Chennai: Interplanetary missions have always been about ensuring the highest degree of safety for the traveling spacecraft, but NASA’s Perseverance Rover Mission or Mars 2020 was vastly different, recalls NASA’s Dr Swati Mohan. In her experience, working amid the deadly and devastating COVID-19 pandemic meant ensuring the utmost safety of every team member, over and above that of the Mars Probe. This is significant given that the launch of the rocket and the Mars landing which happened in July 2020 and February 2021 respectively happened during peak pandemic spread in the USA.
Speaking at an event organized by the US Consulate General in India, Dr. Swati Mohan, Guidance, Navigation, and Control Systems Engineering Group Supervisor, NASA’s Jet Propulsion Laboratory (JPL) touched upon her Indian roots, family, and her foray into Aerospace Engineering. She made headlines around the world for her pivotal role in landing the U.S. space agency’s historic Perseverance rover on the Martian surface on February 18, this year.
Born in Karnataka, India, Swati moved to the US at a very young age and aspired to be a doctor. Growing up, she was fascinated by Star Trek, reading books on space, Big Bang and the pictures from the Hubble Space telescope. However, all of it remained a hobby and not a serious career choice.
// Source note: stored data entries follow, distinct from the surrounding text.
PR #1288, opened 2016-08-03
Remove tag added to log events by logstash plugin

sigmavirus24:
The logstash-input-beats plugin is necessary to use filebeat to ship
logs to logstash. However, it defaults to always adding a tag to each
log event that indicates what codec it used to process the beats input.

Until https://github.com/logstash-plugins/logstash-input-beats/pull/114
is merged (in one shape or another) we need to just remove the tag from
all of our events.

Connects rcbops/u-suk-dev#261

### DIFF
--- a/rpcd/playbooks/roles/logstash/templates/02-general.conf
+++ b/rpcd/playbooks/roles/logstash/templates/02-general.conf
@@ -8,4 +8,10 @@ filter {
       add_field => { "received_at" => "%{@timestamp}" }
     }
   }
+
+  mutate {
+    # TODO(sigmavirus24): Replace this mutate with configuration once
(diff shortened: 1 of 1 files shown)


sigmavirus24:
Testing this out right now on my AIO

sigmavirus24:
👎 this is broken

sigmavirus24:
It was a simple typo `remove_tags` instead of `remove_tag`. This is working on my AIO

Her time at high school proved crucial in helping her realize that she was good at Physics and that Biology as a subject, didn’t come naturally to her. “I couldn’t stand the smell of dissections or have stable hands to perform it,” she recalls. Eventually, her passion and aptitude for Physics led her to internships at multiple American Space facilities and also a degree at Cornell University.
Making a mention of her family, she spoke about her Indian roots and her parents’ who also worked in Science and Engineering related jobs and remained a huge support. On the crucial Mars 2020 Mission, she recollects that her husband, a doctor, equally shared the responsibility back at home. “Both of us have demanding careers and shift work. Amid the pandemic, he headed for the COVID ward and I headed for the NASA Mission Control” she said, adding that her in-laws too were very supportive.
Regarding the challenges faced during the mission, she touched upon how there was an earthquake at their Control Center at NASA JPL, just 15 minutes prior to the spacecraft launch. “We are flying a critical mission, but still the safety of our spacecraft was not solely the number one priority. We had to balance the risk level and protect the people who are working with us (during a pandemic). It meant having less people in Mission control,” she replied to a query.
Regarding her encounters with racism in the US, she said that some comments by people who didn’t try to understand Indian culture caused her difficulty. She added that though her organization (JPL) was very diverse, she faced challenges as a woman in a male-dominated STEM (Science, Tech, Engineering, Math) field.
According to Dr. Swati, an unexpected development at the time of Mars landing was that the spacecraft had not selected the safest of the four prospective landing spots. Instead, it had selected the one that was a grade above in terms of risk. Despite what she described as the “7 minutes of terror” (the Mars landing), their craft made a successful landing, after slowing down from nearly 5.4Km/sec to 80m/s. All of this and the successful landing and further Mars exploration was made possible, thanks to the reduction of landing speed caused by the heat-shield, supersonic parachute and on-board engines, she explains.
Dr. Swati who was recently congratulated by US President Joseph Biden encouraged students and budding aerospace engineers to “actively do your best, create the opportunity, perform additional research, take up internships, network with people and use each opportunity to figure out the next”.